That is the biggest load of horse manure. It is misleading, false and the worst piece of advice/knowledge written here lately.
Rootkits are serious and not once did I write or imply that they are not serious. Hell, this is the first time I even mention them in this thread. A malware infection can be extremely grave on the PC but erasing and re-installing is not a solution for every little problem on a PC. 
Jeez, you are the ministry of disinformation of rolled into one little ball of apple love and fanboy aren't we?

Again, the common answer to problems with XP is not to nuke. It is part of an arsenal. 

What amazing is all the Apple fanboys posting here with full love-ons now that you can install XP on Intel macs - you'd think we have a bunch of repressed closet XP lovers here.


----------



## used to be jwoodget (Aug 22, 2002)

Jeez ArtistSeries, it's time for your meds. Instead of calling us Apple fanboys (BTW, there's an instant turn-off of a posts credibility on any board, let alone a Mac focussed board) perhaps you should look at the perspective of my original post?

I apologise for hurting your sensitivities towards Microsoft by recklessly condemning the solution to any Windows infections as being re-initialization of the drive but, as pointed out by Macaholic, the fact that a senior Microsoft employee made the statement at a public conference that re-initializing is the only way to remove some malware, is both shocking and relevant. The guy was talking to professional system administrators! If they can't effectively disinfect a Windows system, what chances does your average home user? I found the admission very revealing and so did Cringely.

Let's take a look at your post:


> That is the biggest load of horse manure. It is misleading, false and the worst piece of advice/knowledge written here lately.

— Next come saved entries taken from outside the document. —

PR #2641, opened 2019-02-07
Move persisted id generation to RelayCompilerMain

janicduplessis:
### Summary

The current hash that we use for persisted queries (`sourceHash`) does not include the full query text and only the query node.

For example the following query and fragments:

App A:
```graphql
query CardsScreenQuery {
  viewer {
    ...CardsScreen_viewer
  }
}

fragment CardsScreen_viewer on Viewer {
  name
}
```

App B:
```graphql
query CardsScreenQuery {
  viewer {
    ...CardsScreen_viewer
  }
}

fragment CardsScreen_viewer on Viewer {
  logo
}
```

Would generate the same id because the current hash includes only the query part and not the fragment. This means it only hashes:

```graphql
query CardsScreenQuery {
  viewer {
    ...CardsScreen_viewer
  }
}
```

### Fix

To fix this I added a hash for the whole query text and pass that as the id to `persistQuery`. This makes sure the previous two queries in the example generate a different id.

Note that the ids used to work prior to upgrading to version 2.0 and using `--persisted-output`. Before I used a custom relay-compiler-bin that generated the queries map in `persistQuery`. 

### Test plan

Tested that this fix works in my apps where I discovered the issue. Basically I have 2 apps with some modules with the same name / query but different fragments. When generating the persisted queries for each app and merging them together I added a check to make sure there where not 2 different queries with the same id. The check fails before this change and passes after.

### DIFF
--- a/packages/relay-compiler/bin/RelayCompilerMain.js
+++ b/packages/relay-compiler/bin/RelayCompilerMain.js
@@ -22,6 +22,7 @@ const RelayFileWriter = require('../codegen/RelayFileWriter');
 const RelayIRTransforms = require('../core/RelayIRTransforms');
 const RelayLanguagePluginJavaScript = require('../language/javascript/RelayLanguagePluginJavaScript');
 
+const crypto = require('crypto');
 const fs = require('fs');
 const path = require('path');
 
@@ -304,7 +305,10 @@ function getRelayFileWriter(
     let queryMap;
     if (persistedQueryPath != null) {
       queryMap = new Map();
-      persistQuery = (text: string, id: string) => {
+      persistQuery = (text: string) => {
+        const hasher = crypto.createHash('md5');
+        hasher.update(text);
+        const id = hasher.digest('hex');
         queryMap.set(id, text);
         return Promise.resolve(id);
       };
--- a/packages/relay-compiler/codegen/RelayFileWriter.js
+++ b/packages/relay-compiler/codegen/RelayFileWriter.js
@@ -60,7 +60,7 @@ export type WriterConfig = {
   optionalInputFieldsForFlow: Array<string>,
   outputDir?: ?string,
   generatedDirectories?: Array<string>,
-  persistQuery?: ?(text: string, id: string) => Promise<string>,
+  persistQuery?: ?(text: string) => Promise<string>,
   platform?: string,
   schemaExtensions: Array<string>,
   noFutureProofEnums: boolean,
--- a/packages/relay-compiler/codegen/writeRelayGeneratedFile.js
+++ b/packages/relay-compiler/codegen/writeRelayGeneratedFile.js
@@ -49,7 +49,7 @@ async function writeRelayGeneratedFile(
   _generatedNode: GeneratedNode,
   formatModule: FormatModule,
   typeText: string,
-  _persistQuery: ?(text: string, id: string) => Promise<string>,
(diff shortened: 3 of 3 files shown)


alloy:
Can you please add some test coverage?

janicduplessis:
@alloy @jstejada Any pointers on how to test this? I had a look and there isn't any test coverage for 
 persisted queries, `writeRelayGeneratedFile` or `RelayFileWriter`. I'm not familiar with this code so I don't know how I should get the parameters these modules need.

alloy:
@janicduplessis How about moving it into a separate function so you can test it in isolation?

packages/relay-compiler/codegen/__tests__/persistGeneratedNode-test.js
```diff
@@ -0,0 +1,105 @@
...
+    `;
+    const initialGeneratedNode = createGeneratedNode(query)[0];
+    const generatedNode = await persistGeneratedNode(
+      initialGeneratedNode,
+      (text, id) => id,
+    );
+    expect(generatedNode).toBe(initialGeneratedNode);
+  });
+
+  it('handles similar queries with different fragments', async () => {
```
janicduplessis: This test would catch the regression this fixes

janicduplessis:
@alloy @jstejada Moved some logic for persisted queries to a separate file and added some tests.

janicduplessis:
@jstejada This should be good to ship

kassens:
Sorry to come to this so late!

We should certainly take the full text into account when creating the persisted ids in the default environment.

The one change that would make this cleaner is to move the hash algorithm out of the "core" parts of the codegen. I think we should remove the second (previously broken) parameter to `persistQuery` and make it just `persistQuery(text: string): Promise<string>`.

To have the default out-of-the-box experience, we can update the implementation of `persistQuery` in `packages/relay-compiler/bin/RelayCompilerMain.js` to do the hashing.

janicduplessis:
@kassens Makes sense, this is actually a lot cleaner. I tested that it still generates the proper ids. This will probably require some minor internal changes at fb.

kassens:
We don't use the second argument, we actually persist all queries in our database.

You can see this if you look at some facebook.com traffic and inspect the requests to /api/graphql ;) Commenting/liking on posts for example goes through RelayModern.

janicduplessis:
@kassens I see, when using the OSS relay compiler there is no way to customize `persistQuery` without forking `RelayCompilerMain` so it will always use the id generated by the default `persistQuery` in the generated files. In my case I use this id as the database id for my persisted queries. This is why this caused issues when the id was not unique because it did not hash the full text.

mrtnzlml:
> We don't use the second argument, we actually persist all queries in our database.

@kassens How does it work with the persisted queries invalidation? When do you remove old queries from the database? I imagine something like when the query ID is not used for a long time then it's time to delete it? Or what is the logic you use?

_(Sorry for abusing this issue for my question. Is there a better way where to ask "how does it work in FB" kind of questions? 😊)_

kassens:
@mrtnzlml We don't clean up old queries and don't allow breaking changes to the schema (but you can for example start returning `null` for some fields if a feature is removed).

This is important because Facebook doesn't deprecate mobile clients and force upgrade people (it might be very difficult if you only have 2G mobile internet access). So for example a random Facebook Android installation from 3 years ago still sends its persisted queries and should work!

If you want to literally dissect a sentence, you might want to start with that wonderful piece of drivel. It was you that blew it out of proportion. Hyperbole meet thyself.


----------



## MannyP Design (Jun 8, 2000)

IronMac said:


> There are Mac developers producing original games but the economics of the market dictate that they make smaller, less complicated games. Your examples of Marathon and F-18 Hornet are from 10-12 years ago when Mac sales were still relatively good and the market share was higher. The environment was then able to sustain big development efforts. I applaud the developers who have been willing to stick it out for the Mac platform. :clap:


Ten years (barely)--not twelve. Marathon Infinity was released October of 1996, as was Hornet 2.0 (the one that was extremely popular) in July of 1996. This was also when Apple (infamously) lost hundreds of MILLIONS of dollars in ONE QUARTER! The Mac's marketshare fell from 4.6 percent to 2.2 percent upon Jobs' return. It's believed that Apple's marketshare is back to up around 4.8-5.1 percent.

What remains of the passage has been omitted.